Okay, so.. here's the part where I start thinking. 

When we were finished with obedience we decided to leave for the night since it was so dark. He had his bag, scratch pants, sleeve all sitting on this incline. 

Zefra perked up the moment he went for the bag and to move the sleeve. She didn't bark but she did get quite intense.

I made her platz as we (the TD and myself) chatted about making plans for the following week, etc. Zefra remained in her down and settled but was still watchful.

As I turned around to leave I accidentally dropped her lead (yes, I know!) and she ran at our helper who now had the sleeve in his hands along with his bag. She RAN at him, stopped dead in her tracks, looked at him, sniffed him intently. He stopped moving, got real still and dropped the sleeve. He then said in a normal voice, "what?". 

At this point I had called to her to "heir" and she came right back to me (this all happened in a matter of seconds) but was super watchful of him.

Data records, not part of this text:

PR #1000, opened 2026-06-26
feat: add support for the Odin programming language

RainerXE:
This PR adds support for indexing and extracting code structure from the Odin programming language (`.odin`).

### Summary of Changes

1. **Odin Language Extractor:**
   - Added support for extracting procedures, structs, unions, bit-fields, enums, enum members, variables/constants, struct fields, and import declarations.
   - Built and integrated the `tree-sitter-odin.wasm` grammar binary.

2. **Core Struct Field Bug Fix:**
   - Modified `extractStruct` in `src/extraction/tree-sitter.ts` to leverage the custom `resolveBody` hook (similar to enums).
   - This ensures that struct fields are successfully resolved even for languages whose tree-sitter grammars do not define a named `body` field on the struct declaration nodes.

### Verification

Tested successfully against:
- Small test projects.
- The `tarn` repository.
- A large, complex Odin codebase (`RuiShin`, indexing 11,970 Odin nodes and 21,294 Odin relations in under 40 seconds).

PR #1523, opened 2026-08-06
feat(extraction): add Odin language support

ivandrenjanin:
Adds [Odin](https://odin-lang.org) support: a vendored `tree-sitter-odin` grammar, an extractor, the registration points, and tests.

## It works

I indexed three public Odin repos with this branch. A `main` build finds nothing in any of them, since `.odin` is not a known extension yet.

| repo | commit | files | nodes | edges | on `main` |
| --- | --- | --- | --- | --- | --- |
| [DanielGavin/ols](https://github.com/DanielGavin/ols) | `e62a371` | 138 | **4,640** | 10,646 | 0 / 0 |
| [greenya/SpaceLib](https://github.com/greenya/SpaceLib) | `95bf115` | 166 | **3,893** | 8,223 | 0 / 0 |
| [laytan/odin-http](https://github.com/laytan/odin-http) | `65f57ca` | 35 | **1,627** | 2,968 | 0 / 0 |

An Odin package is a directory, so a call into another package has to carry its qualifier. Every cross-directory call edge across the three resolves by qualified name, and none point at a builtin like `len` or `append`.

## About #1000

@RainerXE proposed Odin back in June in #1000 and I built on his work. He picked the grammar and worked out the node types an extractor needs. I checked those against the parser and they are right.

I did not cherry-pick his code. The extractor is new, and the overlap is boilerplate the `LanguageExtractor` interface forces. His `extractStruct` fix is a real bug that is still on `main`, and I left it for him.

He got there first and I would rather he got the credit. Take anything useful here, it is MIT. I opened separately because #1000 has conflict markers committed and its registration edits got reverted by upstream merges, so no `.odin` file would actually be opened. That is not carelessness on his part: his head branch is his fork's `main`, so every sync merges into the PR. Up to you which one you take.

## Not done

**The agent A/B in `CLAUDE.md` step 3.** It needs a logged-in `claude` CLI and tmux, and the harness targets macOS/Linux. Steps 1 and 2 ran fine. So I have no retrieval-quality number against a without-codegraph arm. I will run it if you can point me at an environment.

**CRLF checkouts lose symbols.** The grammar chokes on a trailing-backslash line continuation when the file has CRs, which is what `odinfmt` emits on a wrapped line. Roughly twice as many files fail to parse on a Windows checkout as on a POSIX one, and a few lose their declarations outright. Two smaller grammar gaps sit in the doc. I worked around none of them, and the README and CHANGELOG rows say so.

**Windows only.** I did not test macOS or Linux. The two things that break on a case-sensitive filesystem are fine: the wasm filename and the `./odin` import are both lowercase.

**Some tests already fail on Windows before this PR**, all `EPERM` from `fs.rmSync` in cleanup. Same names on `main`. My branch adds passing tests and nothing else moves.

## Grammar

| | |
| --- | --- |
| source | [tree-sitter-grammars/tree-sitter-odin](https://github.com/tree-sitter-grammars/tree-sitter-odin) |
| tag | **`v1.3.0`** |
| license | MIT, Copyright (c) 2023 Amaan Qureshi |
| sha256 | `99fd3217b82b1ba4f438120591ec2ed24108f782ab693d69b330d753188632fb` |
| built from | the tag's checked-in `src/parser.c`, no regenerate, no patch |

I pinned the tag rather than master because master's one unreleased commit breaks multi-value returns, turning `f :: proc() -> (string, bool)` into an error tree. Both binaries load cleanly, so you only catch it by diffing a corpus. Provenance and a rebuild recipe are in `docs/grammars/tree-sitter-odin.md`.

Wasm only. The kernel has no Odin, so `codegraph-kernel` is untouched.

## Testing

`tsc --noEmit` and `npm run build` are clean, and the wasm reaches `dist/` with its hash intact. The Odin tests pass. The fixture covers what those three repos do not reach on their own: calling conventions, `when` blocks, unions, bit fields, and procedure groups.

---

Twelve files in two commits. The wasm sits alone in the first one so the source diff stays readable. Nothing outside Odin, and no version bump.

Odin did surface a bug in `codegraph affected`, but the fix changes Go, Rust and Python too, so it is not this PR's to make. I can send it separately.

Refs #648, #1000.


RainerXE:
@ivandrenjanin - I'm happy if you could take this over and work on it, as t the moment i have very limited time for this. Thank you Rainer PS: My code was created and run on macosx.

She didn't really pay attention to the sleeve at all during this. She is not really a equipment type dog. She worked hidden equipment before (two sessions) with no issue.

Just curious as to her reaction - what your taken on it is? I think I know, but want to ensure my thoughts are correct.


----------



## onyx'girl (May 18, 2007)

she thought the next training phase was beginning. You normally do obedience before protection, right?

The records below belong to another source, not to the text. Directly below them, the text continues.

PR #493, opened 2021-05-22
Use kryo for serialization

kwalcock:


MihaiSurdeanu:
Nice! But tests are failing.

kwalcock:
Passing now

MihaiSurdeanu:
Nice! Merge?
Did you release the artifactory with the binary embeddings?

kwalcock:
This uses the kryo version of glove, which is deployed.  The text version is no longer included as a dependency.

PR #497, opened 2021-05-31
Add some documentation of resources and changes

kwalcock:


kwalcock:
This is in preparation of releasing a version 8.3.5 just before other changes are added to master.  In general, the resources we're storing in Artifactory aren't well documented and the procedures to get them there won't be repeatable as soon as my laptop breaks.  However, improving that situation is a separate task which shouldn't slow this down.

MihaiSurdeanu:
Thank you @kwalcock!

As long as he wasn't presenting a threat(moving his body or running) she should have just done exactly what she did, deferred to your command and leave the perceived threat.


----------



## elisabeth_00117 (May 17, 2009)

Yeah, we usually follow with protection.

I was actually quite pleased with her reaction after my inadequacies as a handler to hold a stupid lead! Gesh!

She can be quite intense and sometimes doesn't think before she reacts so when I saw this reaction from her, I was happy that she had a clear head and realized he was no threat and retreated when asked.


----------



## Wolfgeist (Dec 4, 2010)

You gotta give the girl credit for self control. He was holding the sleeve, and she just ran to him and gave him focus. No threat behind her actions, not even over excitement. More like she was trying to find out if anything fun was happening next.


----------



## lone Ranger (Nov 29, 2012)

I agree with the Onyx Girl... I am new to this formal training, but do have 10 years with two GSDs. It all seems OK to me. I would innocently interpret this to be an extended training sort of behavior... He was leaving with the sleeve. She thought She was doing her job. 

I am just testing myself, see if I interpret this right... Regards, lone Ranger


----------



## onyx'girl (May 18, 2007)

Where are you in your training? Does she do H&B in the blind/out in the open and do you do call outs? 
If this would have happened with Karlo at her age, he would have gone right into a hold & bark, and when the sleeve was put in a neutral position, I would hope he'd deactivate...but immaturity doesn't always bode well! 
When she returned to you, did you reward her?


----------



## elisabeth_00117 (May 17, 2009)

Wild Wolf said:


> You gotta give the girl credit for self control. He was holding the sleeve, and she just ran to him and gave him focus. No threat behind her actions, not even over excitement. More like she was trying to find out if anything fun was happening next.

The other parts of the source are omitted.